Starbucks staff must work in the office four days a week

A Starbucks takeaway cup held by a person with a leopard print shirt in Sacramento, California, US, on Monday, April 28, 2025.Image source, Getty Images

Starbucks has told its corporate staff they must work in the office for four days a week or take a payment and quit.

Workers will be expected to be in the office between Monday and Thursday starting in October, up from a previous requirement that staff come in for three days.

The directive is the latest in a series from companies who are pushing to restrict remote working which expanded during the Covid pandemic.

Starbucks workers who choose not to comply with the new policy, which applies to the US and Canada, will be offered a one-time payout if they decide to leave.

Brian Niccol, chief executive at Starbucks who joined the business less than a year ago, said the change would help the firm do its "best work" as it faces falling sales and other challenges.

"We understand not everyone will agree with this approach," he wrote in a company blog, external.

"We've listened and thought carefully. But as a company built on human connection, and given the scale of the turnaround ahead, we believe this is the right path for Starbucks," he said.

As part of the move, the company will require certain managers to relocate to Seattle, where Starbucks is headquartered, or Toronto.

Mr Niccol's contract did not require him to relocate to Seattle while specifying that the firm would establish a small remote office near his hometown in California.

He has since bought a home in Seattle.

The new policy is part of a series of changes Mr Niccol has made to turn around Starbucks.

These include revamping its menus and coffee shops as well as reversing rules for its cafes in North America that allowed people to use their facilities even if they had not bought anything.

Previously, people were allowed to linger in Starbucks outlets and use their toilets without making a purchase.

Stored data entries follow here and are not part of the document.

Issue #545, opened 2026-05-18
[bug] XLM-RoBERTa reranker models fail to load: classifier.weight KeyError + missing position_id offset


inmanbobby71:
## Summary

XLM-RoBERTa-based reranker models cannot be loaded via `--rerank-model` in vllm-mlx 0.3.0. Affects every modern strong reranker I'm aware of: `BAAI/bge-reranker-v2-m3`, `jinaai/jina-reranker-v2-base-multilingual`, the Qwen3-Reranker family — all use the `XLMRobertaForSequenceClassification` architecture. Two distinct bugs in `rerank_forward.py` combine to make these models unusable: one is fatal at first request, the other is a silent correctness bug that surfaces only after the first is patched.

Companion to #542 (registry-mode `_model_name=None`). I hit this while attempting to swap `cross-encoder/ms-marco-MiniLM-L6-v2` → `BAAI/bge-reranker-v2-m3` on an M4 Max daemon and rolled back the same evening.

## Bug 1 — Two-layer classification head not handled (FATAL)

`XLMRobertaClassificationHead` is a `Dense → tanh → out_proj` pattern, so the safetensors weights expose `classifier.dense.weight`, `classifier.dense.bias`, `classifier.out_proj.weight`, `classifier.out_proj.bias`. vllm-mlx's `classifier_forward()` (around `rerank_forward.py:83`) reads a flat `classifier.weight` / `classifier.bias` — the BERT-style single-layer pattern from `ms-marco-MiniLM`.

**Symptom:** first `POST /v1/rerank` after daemon start returns:

```json
{"detail": "'classifier.weight'"}
```

…and the rerank path is dead until the model is swapped back.

## Bug 2 — RoBERTa-family position ID offset missing (SILENT CORRECTNESS)

RoBERTa-family models require `position_ids = arange(padding_idx + 1, seq_len + padding_idx + 1)` with `padding_idx = 1` (see HF Transformers `create_position_ids_from_input_ids`). vllm-mlx uses plain `arange(seq_len)` directly. Once Bug 1 is patched, the model loads and serves requests — but the position embeddings are off-by-(padding_idx+1) and the resulting scores are garbage. No exception is raised; the rerank scores just stop being meaningful. This is the worse of the two bugs because nothing tells you it's broken.

## Reproduction

On a working vllm-mlx 0.3.0 daemon (registry mode or single-model mode, same result):

[...]

PR #550, opened 2026-05-19
Support XLM-RoBERTa reranker heads

Thump604:
## Summary
- support XLM-RoBERTa/RoBERTa two-layer sequence-classification heads in the rerank forward path
- use RoBERTa-family position IDs with the padding offset instead of BERT-style `arange(seq_len)`
- keep existing flat BERT classifier heads working

## Why
XLM-RoBERTa rerankers such as BGE/Jina v2 expose `classifier.dense.*` plus `classifier.out_proj.*`, not flat `classifier.weight` / `classifier.bias`. The old forward path raised `KeyError: 'classifier.weight'` on those models. RoBERTa-family models also reserve the pad position and offset real token positions, so plain `arange(seq_len)` gives the wrong position embeddings.

## Validation
- Red first: `uv run --python 3.12 pytest tests/test_rerank.py -k 'xlm_roberta_two_layer_head or roberta_position_ids_use_padding_offset' -q` failed with `KeyError: 'classifier.weight'` and missing `_position_ids_for_config`
- `uv run --python 3.12 pytest tests/test_rerank.py -k 'xlm_roberta_two_layer_head or roberta_position_ids_use_padding_offset' -q` = `2 passed`
- `uv run --python 3.12 pytest tests/test_rerank.py -q` = `41 passed`
- `uv run --python 3.12 ruff check vllm_mlx/rerank_forward.py tests/test_rerank.py` = pass
- `uv run --python 3.12 black --check vllm_mlx/rerank_forward.py tests/test_rerank.py` = pass
- `git diff --check` = pass
- `/opt/ai-runtime/bin/upstream-local-repro-preflight --local-root /opt/ai-runtime/worktrees/vllm-mlx/issue-545-xlm-roberta-rerank --upstream-root /opt/ai-runtime/worktrees/vllm-mlx/upstream-main-clean-545 --code-path vllm_mlx/rerank_forward.py --code-path tests/test_rerank.py --no-model-artifact` = pass

## Not claimed
- This does not add a new reranker API surface.
- This does not claim a full live BGE/Jina/Qwen3-Reranker quality benchmark was run.
- This does not change non-RoBERTa BERT position IDs or flat classifier heads.

Refs #545.

### DIFF
--- a/tests/test_rerank.py
+++ b/tests/test_rerank.py
@@ -425,6 +425,59 @@ class TestClassifierForward:
                 config,
             )
 
+    def test_classifier_forward_supports_xlm_roberta_two_layer_head(self):
+        """XLM-RoBERTa rerankers use dense -> tanh -> out_proj classifier heads."""
+        import mlx.core as mx
+
+        from vllm_mlx.rerank_forward import classifier_forward
+
+        config = {
+            "model_type": "xlm-roberta",
+            "hidden_size": 8,
+            "num_attention_heads": 2,
+            "intermediate_size": 16,
+            "num_hidden_layers": 1,
+            "num_labels": 1,
+            "vocab_size": 20,
+            "max_position_embeddings": 32,
+            "type_vocab_size": 2,
+            "layer_norm_eps": 1e-12,
+            "hidden_act": "gelu",
+            "pad_token_id": 1,
+        }
+        weights = _rename_bert_prefix(_make_bert_weights(config), "xlm-roberta")
+        del weights["classifier.weight"]
+        del weights["classifier.bias"]
+        weights["classifier.dense.weight"] = mx.random.normal((8, 8)) * 0.02
+        weights["classifier.dense.bias"] = mx.zeros((8,))
+        weights["classifier.out_proj.weight"] = mx.random.normal((1, 8)) * 0.02
+        weights["classifier.out_proj.bias"] = mx.zeros((1,))
+
+        logits = classifier_forward(
+            mx.array([[1, 2, 3]]),
+            mx.array([[1, 1, 1]]),
+            weights,
+            config,
+        )
+        mx.eval(logits)
+
+        assert logits.shape == (1, 1)
+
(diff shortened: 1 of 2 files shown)


janhilgard (approved):
## Code Review

CI all green. Clean diff (+99/-4), well-scoped.

### What it does

1. **Two-layer classifier head**: XLM-RoBERTa rerankers (BGE, Jina v2) use `classifier.dense` + `classifier.out_proj` instead of flat `classifier.weight`/`classifier.bias`. The new `_classification_head_forward` detects which layout is present via key existence and dispatches accordingly.

2. **RoBERTa position IDs**: RoBERTa-family models reserve the pad token position and offset real token positions (`padding_idx + 1` based). The new `_position_ids_for_config` correctly computes `cumsum(mask) * mask + padding_idx` for RoBERTa/XLM-RoBERTa, while keeping plain `arange(seq_len)` for BERT.

### Assessment

**Correctness:** The position ID computation matches the HuggingFace `RobertaEmbeddings.create_position_ids_from_input_ids` implementation. The two-layer head (dense → tanh → out_proj) matches the `RobertaClassificationHead` from transformers.

**Backward compatibility:** Existing BERT flat classifier heads are unaffected — `_classification_head_forward` falls through to the original `classifier.weight`/`classifier.bias` path when `classifier.dense.weight` is absent. BERT position IDs still use `arange(seq_len)`.

**Model type detection:** Checking for `roberta`, `xlm-roberta`, and `xlm_roberta` covers the known variants. The lowercase normalization handles case mismatches.

**Tests:** Two focused unit tests — one for the two-layer head shape, one for the position ID offset computation with padding. The `_rename_bert_prefix` helper is a clean reuse pattern.

### One minor note (non-blocking)

The `_classification_head_forward` hardcodes `tanh` activation between dense and out_proj. This matches the standard `RobertaClassificationHead`, but some fine-tuned variants might use different activations. Fine as-is — if such a model appears, it can be extended then.

LGTM.

Issue #535, opened 2026-05-15
Bug: Vision capabilities/tool calling in vllm-mlx vs mlx-vlm?


harish0201:
Hi!

I'm having a really confusing issue that is ongoing, and I'm unsure on how to trouble-shoot it. 

I'm running into this weird issue where when I use vllm-mlx, the LLM that I'm using is unable to see the image, but when I'm using mlx-vlm the LLM can parse through the image. In both the cases, I'm using openweb-ui with native tool calling enabled for Qwen3.6-35B-A3B-oQ4 quant retaining the multimodal capabilities.

This is how I'm running the two methods, tags within <> are me trying to show the first few lines.
```
vllm-mlx serve 
      --port 9008 --reasoning-parser qwen3
      --enable-auto-tool-choice --tool-call-parser auto
      --use-paged-cache --gpu-memory-utilization 0.9
      --ssd-cache-dir /Users/$USER/.vllm
       Qwen3.6-35B-A3B-oQ4
```
 
output with vllm-mlx:
```
<Thinking process>
The user has attached an image file called "Flowchart.png" and wants me to explain it. I need to look at this image first. However, I don't have a direct image viewing tool available. Let me check what tools I have available.

Looking at my available tools, I don't see a direct way to view or process images. But I can use the execute_code tool to potentially analyze the image if I had image processing capabilities, but that would require libraries that may not be available in Pyodide. ...... goes on
</Thinking process>
<response>
I notice you've attached an image file called "Flowchart.png", but I don't have the ability to directly view or analyze images in this conversation.However, I can still help you! Here are a few options:1. Describe the flowchart to me - If you tell me what steps, processes, or stages are shown in the flowchart, ........ goes on
</response>
```

With mlx-vlm:
```
mlx_vlm.server
      --port 9009
      --model Qwen3.6-35B-A3B-oQ4
```

output with mlx-vlm, seems to have no thinking (probably I didn't enable it explicitly?)
```
<response>
This image shows a detailed workflow pipeline. Let me break it down step by step:## .... goes on
</response>
```

Any ideas on what is happening? In both the cases I'm using openweb-ui to interact with the served model.

waybarrios:
Thanks for the detailed report.

[...]

PR #520, opened 2026-05-09
detect MLLM via config.json with substring matcher as fallback

waybarrios:
## Summary

Fixes #516. `is_mllm_model` previously routed any path whose lowercased form contained one of the `MLLM_PATTERNS` substrings (e.g. `vl-`, `qwen3.5-`, `gemma-3`) through the multimodal loader, regardless of what the model actually was. A user with a text-only Qwen3 stored under a path like `~/dl-vl-experiments/qwen3-32b/` would hit `mlx_vlm.load()` and crash with `ValueError: Model type qwen3 not supported`.

This PR keeps two validations and gives priority to the model's own metadata when it is available on disk:

1. **`config.json` inspection** (new, primary): when the input resolves to a local directory with a readable `config.json`, the model's `architectures` field and modality config keys (`vision_config`, `audio_config`, `vision_tower`, `image_token_id`, etc.) decide.
2. **Legacy `MLLM_PATTERNS` substring match** (kept as fallback): used when the input is a HuggingFace repo ID, when no config is reachable, or when the file fails to parse.

`config.json` wins when present because the model declares what it actually is. Filesystem layout never overrides that.

Both helpers are exposed as `_check_legacy_string_patterns(model_name)` and `_try_read_config_json(name_or_path)` / `_config_indicates_vlm(config)`, which keeps each validation independently testable.

## Changes

- `vllm_mlx/api/utils.py`:
  - `_VLM_CONFIG_KEYS`: keys that indicate multimodality (vision/audio).
  - `_VLM_ARCHITECTURE_KEYWORDS`: substrings inside `architectures` entries that identify VLMs (covers both `*ForConditionalGeneration` and the few VLMs that use `*ForCausalLM` like `Phi3V`, `Molmo`, `CogVLM`, `InternVL`, `MultiModalityCausalLM`, etc.).
  - `_try_read_config_json`: bounded read (1 MiB cap, swallows OS / parse errors, returns `None` for non-directories or repo IDs).
  - `_config_indicates_vlm`: defensive type checks, no false positives on `T5ForConditionalGeneration` and similar text seq2seq models.
  - `_check_legacy_string_patterns`: extracted from previous `is_mllm_model` body.
  - `is_mllm_model`: orchestrates the two with config-priority.
- `tests/test_api_utils.py`: 13 new regression tests in `TestIsMllmModelConfigPriority`.

## Test plan

[...]

PR #551, opened 2026-05-19
Keep MLLM media stream on owner thread

Thump604:
## Summary

Keep media-bearing SimpleEngine MLLM requests on the current `mlx_vlm.stream_chat()` thread instead of routing them through the generic blocking worker when an auxiliary TextModel route exists.

## Local repro

Issue #535 reports this startup/request shape:

- model is a Qwen3.6 VLM-capable local quant
- `--mllm` / VLM auto-detection enables SimpleEngine MLLM routing
- text-only routing builds an auxiliary TextModel
- a media-bearing chat request logs `Media request → MLLM path`
- the request then fails with `There is no Stream(gpu, 1) in current thread.`

The focused regression added here models that exact route split: `_is_mllm=True`, `_text_model` present, media content present, and `mlx_vlm.stream_chat()` requiring its owner/current thread. It fails on upstream main because the media route calls `_run_blocking_serialized()` and moves `stream_chat()` to a generic worker.

- `vllm_mlx/engine/simple.py::SimpleEngine.stream_chat`
- current upstream main `7e304840713c2abce8ea1fb40cb960a740c01ce2`

## Change

- Preserve the existing TextModel fast path for text-only MLLM requests.
- Keep media-bearing MLLM requests on the current `mlx_vlm.stream_chat()` path under the existing generation lock.
- Keep the existing text-only fallback behavior when no TextModel route exists.

## Validation

- Red/green focused regression: `tests/test_simple_engine_mllm_media_thread.py`
- `uv run --python 3.12 python -m pytest tests/test_simple_engine.py tests/test_simple_engine_mllm_media_thread.py -q` — 39 passed
- `uv run --python 3.12 python -m pytest tests/test_api_utils.py -q` — 93 passed
- `uv run --python 3.12 python -m pytest tests/test_server.py -k 'mllm or stream_thread or residency_preload' -q` — 5 passed
- `uv run --python 3.12 ruff check vllm_mlx/engine/simple.py tests/test_simple_engine_mllm_media_thread.py`
- `uv run --python 3.12 black --check vllm_mlx/engine/simple.py tests/test_simple_engine_mllm_media_thread.py`
- `git diff --check`
- Runtime upstream-local-repro preflight against clean upstream main: `/opt/ai-runtime/run/upstream-local-repro-preflight/20260519T225531Z-upstream-local-repro-preflight.json`

## What this does not claim

- This does not claim full live verification against the reporter's exact 35B quantized weights.
- This does not change model detection; config.json-based VLM detection is already on current main via #520.
- This does not change the separate TextModel owner-thread PR #543.


janhilgard (approved):
## Code Review

CI all green. Minimal diff (+61/-4), single logical change.

### What it does

Fixes the condition at line 764 in `SimpleEngine.stream_chat` so that media-bearing MLLM requests stay on the current thread instead of being routed through `_run_blocking_serialized` (worker thread), which breaks MLX stream ownership (`Stream(gpu, N)` mismatch).

### Before/After

```python
# Before (broken for media + text_model):
if self._text_model is None and not has_media_content(messages):
    # current thread ← only text-only without TextModel

# After (correct):
if has_media_content(messages) or self._text_model is None:
    # current thread ← media always, or text-only without TextModel
```

### Routing analysis

The full routing chain in `stream_chat` is:

1. **L729-749**: `_text_model` exists AND text-only → `_stream_generate_text` (TextModel fast path)
2. **L752+, L764 (this change)**: MLLM path:
   - `has_media_content` OR `_text_model is None` → current thread under `_generation_lock` ✅
   - else → `_run_blocking_serialized` (only reachable for text-only MLLM without TextModel, which is actually dead code after check at L729-749, but harmless)

The condition change is logically correct: media requests must always stay on the owner thread for MLX stream safety. Text-only requests with a TextModel are already handled by the early return at L749.

### Test

The regression test accurately models the failure: `FakeMllmModel.stream_chat` asserts `threading.get_ident()` matches the owner thread and raises the exact error from #535. The test also asserts `_run_blocking_serialized` is never called for media requests.

LGTM.

waybarrios:
The routing fix itself is right, media requests do need to stay on the owner thread. The problem is that #540 landed after this PR was opened and they now collide: #540 added fail-fast admission via `_acquire_generation_slot`, and the current-thread branch here takes the raw lock instead:

```python
# this PR (simple.py, current-thread branch)
async with self._generation_lock:   # raw lock: second media request queues
    for chunk in self._model.stream_chat(...):
        ...
```

Two consequences. First, two concurrent media requests queue on the lock instead of the second one getting the 503 `text_generation_busy` that #540 introduced. Second, `_active_requests` is never populated on this path, so when a text request fails fast while a media request holds the lock, the EngineBusy error reports `active=none`, which makes it useless for debugging. Repro sketch:

```python
import asyncio

async def main():
    engine = SimpleEngine("mlx-community/Qwen2.5-VL-3B-Instruct-4bit", force_mllm=True)
    await engine.start()
    media_msg = [{"role": "user", "content": [
        {"type": "image_url", "image_url": {"url": "..."}},
        {"type": "text", "text": "describe this"},
    ]}]

    async def consume():
        async for _ in engine.stream_chat(media_msg):
            pass

    # expected since #540: second request raises EngineBusy (503 text_generation_busy)
    # actual with this PR: it silently queues behind the first
    await asyncio.gather(consume(), consume())

asyncio.run(main())
```

The fix should be small: switch that branch to `async with self._acquire_generation_slot(request_id):` (or add the same fail-fast check before taking the lock). It would also be good if the test asserted the fail-fast rejection for a second concurrent media request, not just thread identity. Happy to merge after that.

waybarrios:
I refreshed this branch on current main and addressed the admission feedback. Media and MLLM draft streams now stay on the owner thread and use fail-fast admission, while native video remains on the worker so it does not block the event loop.

I also moved the regressions into `tests/test_simple_engine.py`, with coverage for thread ownership, concurrent media rejection, draft routing, and native-video responsiveness.

waybarrios (approved):
The owner-thread routing, fail-fast admission, and native-video worker path are handled correctly. The regression tests cover each route.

Earlier this year, the firm cut 1,100 jobs.

Other companies have also been tightening their remote work policies, including the likes of Amazon and JP Morgan.

Surveys by researchers at Stanford, the Instituto Tecnogolico Autonomo de Mexico and the University of Chicago suggest that overall working practices in recent years have been fairly stable.

Their research has found that in the US, about about a third of staff who can perform their roles remotely have been recalled to the office full-time, while roughly a fifth are fully remote. About 45% enjoy a hybrid policy.